> _Task description_:
Using the material below, copy every line where "expectedState" appears.

> _Dataset_:

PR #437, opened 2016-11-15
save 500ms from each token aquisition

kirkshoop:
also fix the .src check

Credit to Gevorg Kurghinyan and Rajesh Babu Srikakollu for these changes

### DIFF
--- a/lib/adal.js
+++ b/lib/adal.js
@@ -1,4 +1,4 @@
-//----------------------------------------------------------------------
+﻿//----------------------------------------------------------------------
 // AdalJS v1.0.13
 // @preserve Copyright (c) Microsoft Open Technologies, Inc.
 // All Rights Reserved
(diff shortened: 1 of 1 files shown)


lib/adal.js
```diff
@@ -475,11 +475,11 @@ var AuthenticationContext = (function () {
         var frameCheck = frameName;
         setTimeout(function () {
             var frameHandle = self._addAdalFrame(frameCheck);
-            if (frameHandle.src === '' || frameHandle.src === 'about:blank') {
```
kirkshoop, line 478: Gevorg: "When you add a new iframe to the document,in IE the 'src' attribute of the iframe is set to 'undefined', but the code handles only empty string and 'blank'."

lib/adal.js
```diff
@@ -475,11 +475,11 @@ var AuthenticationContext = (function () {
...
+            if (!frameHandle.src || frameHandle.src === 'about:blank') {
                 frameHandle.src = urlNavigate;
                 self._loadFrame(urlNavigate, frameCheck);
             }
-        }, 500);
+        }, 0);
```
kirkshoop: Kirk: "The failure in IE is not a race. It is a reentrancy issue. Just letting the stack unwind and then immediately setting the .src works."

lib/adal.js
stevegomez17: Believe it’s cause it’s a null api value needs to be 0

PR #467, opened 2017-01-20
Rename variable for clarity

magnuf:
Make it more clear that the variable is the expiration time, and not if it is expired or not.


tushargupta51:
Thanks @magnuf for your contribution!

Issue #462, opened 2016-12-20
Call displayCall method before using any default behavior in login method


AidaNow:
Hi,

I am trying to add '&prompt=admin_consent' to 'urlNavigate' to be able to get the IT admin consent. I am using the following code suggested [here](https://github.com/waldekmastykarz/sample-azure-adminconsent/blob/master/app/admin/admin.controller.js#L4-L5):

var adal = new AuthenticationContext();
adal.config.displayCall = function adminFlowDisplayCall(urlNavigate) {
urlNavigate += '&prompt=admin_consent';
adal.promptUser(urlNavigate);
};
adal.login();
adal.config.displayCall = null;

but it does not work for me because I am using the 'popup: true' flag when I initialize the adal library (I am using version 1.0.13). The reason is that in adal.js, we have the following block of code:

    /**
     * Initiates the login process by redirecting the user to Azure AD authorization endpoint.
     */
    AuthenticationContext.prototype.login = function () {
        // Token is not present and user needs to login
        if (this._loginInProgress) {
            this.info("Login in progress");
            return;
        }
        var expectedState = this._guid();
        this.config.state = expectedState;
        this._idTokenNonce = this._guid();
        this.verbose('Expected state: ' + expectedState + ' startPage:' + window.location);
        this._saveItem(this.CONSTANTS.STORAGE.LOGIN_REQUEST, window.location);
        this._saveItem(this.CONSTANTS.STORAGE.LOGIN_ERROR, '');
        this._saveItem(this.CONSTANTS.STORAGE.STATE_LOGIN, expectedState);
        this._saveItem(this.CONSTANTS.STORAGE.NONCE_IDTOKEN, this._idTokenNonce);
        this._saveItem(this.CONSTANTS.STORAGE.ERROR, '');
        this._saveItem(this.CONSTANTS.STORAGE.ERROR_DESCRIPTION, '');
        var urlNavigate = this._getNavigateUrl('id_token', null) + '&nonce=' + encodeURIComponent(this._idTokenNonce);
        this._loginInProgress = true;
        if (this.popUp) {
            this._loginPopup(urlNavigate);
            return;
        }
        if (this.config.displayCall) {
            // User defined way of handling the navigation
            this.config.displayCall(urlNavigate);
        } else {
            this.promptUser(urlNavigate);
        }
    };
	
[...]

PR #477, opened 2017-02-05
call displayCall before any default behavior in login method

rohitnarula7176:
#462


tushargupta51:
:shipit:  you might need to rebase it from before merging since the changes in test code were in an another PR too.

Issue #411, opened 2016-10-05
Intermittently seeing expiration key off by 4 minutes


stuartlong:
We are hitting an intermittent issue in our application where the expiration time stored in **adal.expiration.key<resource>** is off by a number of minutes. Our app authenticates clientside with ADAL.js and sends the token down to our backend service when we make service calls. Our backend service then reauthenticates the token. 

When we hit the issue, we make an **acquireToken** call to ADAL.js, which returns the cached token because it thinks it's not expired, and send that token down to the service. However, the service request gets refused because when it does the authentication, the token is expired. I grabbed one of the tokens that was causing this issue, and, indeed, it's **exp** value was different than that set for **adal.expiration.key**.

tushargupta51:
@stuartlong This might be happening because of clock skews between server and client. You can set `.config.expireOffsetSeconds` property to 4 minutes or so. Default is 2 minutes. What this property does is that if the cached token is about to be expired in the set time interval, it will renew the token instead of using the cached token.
* * *
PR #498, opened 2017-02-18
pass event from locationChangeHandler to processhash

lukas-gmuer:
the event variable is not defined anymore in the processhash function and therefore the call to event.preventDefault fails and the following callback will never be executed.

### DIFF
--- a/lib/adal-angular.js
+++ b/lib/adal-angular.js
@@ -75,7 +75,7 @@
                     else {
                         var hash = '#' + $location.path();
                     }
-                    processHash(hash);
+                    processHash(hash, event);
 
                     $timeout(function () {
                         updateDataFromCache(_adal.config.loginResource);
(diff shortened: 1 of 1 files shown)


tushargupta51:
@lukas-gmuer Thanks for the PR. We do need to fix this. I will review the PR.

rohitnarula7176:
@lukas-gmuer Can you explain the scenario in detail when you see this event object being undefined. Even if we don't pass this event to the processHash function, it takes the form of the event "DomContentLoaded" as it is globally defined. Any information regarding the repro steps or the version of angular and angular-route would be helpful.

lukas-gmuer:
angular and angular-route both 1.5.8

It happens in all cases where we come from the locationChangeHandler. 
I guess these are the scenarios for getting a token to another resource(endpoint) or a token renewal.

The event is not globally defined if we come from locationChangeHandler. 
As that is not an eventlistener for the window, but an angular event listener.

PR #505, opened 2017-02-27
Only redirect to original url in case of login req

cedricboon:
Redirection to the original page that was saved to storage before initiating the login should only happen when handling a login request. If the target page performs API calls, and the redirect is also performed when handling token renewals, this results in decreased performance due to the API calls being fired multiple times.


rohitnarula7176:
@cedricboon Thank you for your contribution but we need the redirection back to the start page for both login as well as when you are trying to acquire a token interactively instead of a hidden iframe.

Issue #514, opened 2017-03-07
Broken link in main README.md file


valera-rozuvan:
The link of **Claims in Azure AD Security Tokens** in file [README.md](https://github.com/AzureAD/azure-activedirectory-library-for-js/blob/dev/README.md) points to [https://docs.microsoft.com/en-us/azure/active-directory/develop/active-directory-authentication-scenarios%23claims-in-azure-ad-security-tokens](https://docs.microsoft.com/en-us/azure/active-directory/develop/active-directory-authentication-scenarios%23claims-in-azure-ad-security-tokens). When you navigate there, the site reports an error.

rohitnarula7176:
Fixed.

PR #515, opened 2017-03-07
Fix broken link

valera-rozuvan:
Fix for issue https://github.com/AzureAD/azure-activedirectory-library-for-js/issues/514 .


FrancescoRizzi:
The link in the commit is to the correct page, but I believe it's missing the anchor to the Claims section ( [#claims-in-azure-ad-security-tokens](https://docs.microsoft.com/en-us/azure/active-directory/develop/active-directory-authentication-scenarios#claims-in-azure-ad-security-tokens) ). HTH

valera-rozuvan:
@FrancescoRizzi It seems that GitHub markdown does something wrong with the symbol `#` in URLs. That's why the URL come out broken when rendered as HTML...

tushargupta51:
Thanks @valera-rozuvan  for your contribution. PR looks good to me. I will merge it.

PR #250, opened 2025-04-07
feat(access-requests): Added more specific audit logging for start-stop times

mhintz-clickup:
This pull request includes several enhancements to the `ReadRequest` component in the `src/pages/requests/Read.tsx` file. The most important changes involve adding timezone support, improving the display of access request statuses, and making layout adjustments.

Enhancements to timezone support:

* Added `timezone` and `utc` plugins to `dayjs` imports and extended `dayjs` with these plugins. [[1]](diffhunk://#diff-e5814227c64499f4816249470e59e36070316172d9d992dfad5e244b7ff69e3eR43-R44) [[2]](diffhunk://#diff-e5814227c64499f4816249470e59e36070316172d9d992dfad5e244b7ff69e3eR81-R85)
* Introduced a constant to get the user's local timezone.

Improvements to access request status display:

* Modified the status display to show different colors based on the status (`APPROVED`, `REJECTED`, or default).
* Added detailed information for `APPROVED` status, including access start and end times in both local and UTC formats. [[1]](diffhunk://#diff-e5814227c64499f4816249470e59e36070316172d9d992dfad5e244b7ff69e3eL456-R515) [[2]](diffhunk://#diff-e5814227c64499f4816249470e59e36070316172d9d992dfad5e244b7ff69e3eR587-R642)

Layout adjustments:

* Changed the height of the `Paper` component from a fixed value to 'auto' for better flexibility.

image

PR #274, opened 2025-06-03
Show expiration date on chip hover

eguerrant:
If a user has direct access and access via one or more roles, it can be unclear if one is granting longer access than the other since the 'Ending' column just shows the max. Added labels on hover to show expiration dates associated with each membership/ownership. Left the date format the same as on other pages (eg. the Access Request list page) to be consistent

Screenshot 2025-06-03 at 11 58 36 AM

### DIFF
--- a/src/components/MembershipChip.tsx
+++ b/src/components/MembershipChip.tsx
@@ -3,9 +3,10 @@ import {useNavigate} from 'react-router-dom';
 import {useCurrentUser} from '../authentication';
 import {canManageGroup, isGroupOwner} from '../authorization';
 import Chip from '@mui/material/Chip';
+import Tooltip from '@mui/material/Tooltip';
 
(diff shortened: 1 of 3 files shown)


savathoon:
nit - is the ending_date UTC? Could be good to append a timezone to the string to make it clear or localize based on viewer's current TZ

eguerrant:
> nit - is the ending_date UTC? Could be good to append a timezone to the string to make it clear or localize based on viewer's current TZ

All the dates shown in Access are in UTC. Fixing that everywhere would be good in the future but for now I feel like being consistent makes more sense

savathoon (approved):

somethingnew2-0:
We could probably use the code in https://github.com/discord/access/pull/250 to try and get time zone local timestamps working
...
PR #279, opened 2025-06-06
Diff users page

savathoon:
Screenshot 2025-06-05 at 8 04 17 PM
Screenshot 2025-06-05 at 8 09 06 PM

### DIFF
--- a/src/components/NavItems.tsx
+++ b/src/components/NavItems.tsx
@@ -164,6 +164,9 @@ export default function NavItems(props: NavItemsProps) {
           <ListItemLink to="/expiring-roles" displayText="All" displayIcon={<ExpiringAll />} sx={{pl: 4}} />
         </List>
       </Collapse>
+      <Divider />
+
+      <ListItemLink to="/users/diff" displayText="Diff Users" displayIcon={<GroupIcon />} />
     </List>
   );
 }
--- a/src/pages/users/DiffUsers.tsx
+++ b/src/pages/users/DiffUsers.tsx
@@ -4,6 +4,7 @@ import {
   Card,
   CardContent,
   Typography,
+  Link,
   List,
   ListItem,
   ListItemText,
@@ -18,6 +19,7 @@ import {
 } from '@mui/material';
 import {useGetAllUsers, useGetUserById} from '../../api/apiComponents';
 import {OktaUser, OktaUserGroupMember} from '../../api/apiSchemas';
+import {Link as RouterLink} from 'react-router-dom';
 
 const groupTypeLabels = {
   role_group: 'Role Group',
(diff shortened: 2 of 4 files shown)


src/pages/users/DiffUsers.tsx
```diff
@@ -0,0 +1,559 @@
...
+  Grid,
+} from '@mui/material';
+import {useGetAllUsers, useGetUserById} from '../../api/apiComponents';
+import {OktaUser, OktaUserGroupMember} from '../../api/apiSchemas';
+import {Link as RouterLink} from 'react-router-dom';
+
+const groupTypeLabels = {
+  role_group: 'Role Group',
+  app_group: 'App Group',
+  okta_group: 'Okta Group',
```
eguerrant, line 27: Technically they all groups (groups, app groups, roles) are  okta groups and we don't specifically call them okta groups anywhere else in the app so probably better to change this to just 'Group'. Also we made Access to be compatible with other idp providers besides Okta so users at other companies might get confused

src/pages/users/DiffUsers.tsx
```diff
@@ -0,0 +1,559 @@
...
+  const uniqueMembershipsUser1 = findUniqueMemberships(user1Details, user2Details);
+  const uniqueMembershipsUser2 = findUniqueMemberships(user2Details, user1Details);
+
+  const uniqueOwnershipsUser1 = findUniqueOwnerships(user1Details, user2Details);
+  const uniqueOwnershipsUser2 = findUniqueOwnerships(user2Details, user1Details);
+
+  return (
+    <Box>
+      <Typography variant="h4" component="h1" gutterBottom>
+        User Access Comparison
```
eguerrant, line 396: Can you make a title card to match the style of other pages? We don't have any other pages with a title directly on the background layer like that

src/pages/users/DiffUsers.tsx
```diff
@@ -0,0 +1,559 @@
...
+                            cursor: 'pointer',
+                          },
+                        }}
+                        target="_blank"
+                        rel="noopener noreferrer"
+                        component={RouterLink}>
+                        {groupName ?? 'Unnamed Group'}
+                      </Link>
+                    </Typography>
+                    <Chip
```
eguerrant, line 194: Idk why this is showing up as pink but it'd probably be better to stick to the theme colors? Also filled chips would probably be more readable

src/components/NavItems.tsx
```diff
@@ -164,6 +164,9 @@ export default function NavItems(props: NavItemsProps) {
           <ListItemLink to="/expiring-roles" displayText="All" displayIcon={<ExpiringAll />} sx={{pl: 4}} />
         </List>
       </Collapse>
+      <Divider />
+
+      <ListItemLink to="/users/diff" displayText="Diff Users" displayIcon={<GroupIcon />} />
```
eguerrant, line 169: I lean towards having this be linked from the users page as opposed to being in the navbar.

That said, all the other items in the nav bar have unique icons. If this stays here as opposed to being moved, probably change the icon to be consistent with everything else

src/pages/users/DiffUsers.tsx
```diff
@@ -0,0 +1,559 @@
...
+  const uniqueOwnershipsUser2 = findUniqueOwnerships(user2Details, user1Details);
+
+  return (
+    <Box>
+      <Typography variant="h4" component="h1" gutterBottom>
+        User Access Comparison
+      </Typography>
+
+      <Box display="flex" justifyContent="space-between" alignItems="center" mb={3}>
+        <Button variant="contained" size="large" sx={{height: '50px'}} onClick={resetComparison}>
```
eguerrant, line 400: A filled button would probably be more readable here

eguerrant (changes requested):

> _The completed task_:
        var expectedState = this._guid();
        this.config.state = expectedState;
        this.verbose('Expected state: ' + expectedState + ' startPage:' + window.location);
        this._saveItem(this.CONSTANTS.STORAGE.STATE_LOGIN, expectedState);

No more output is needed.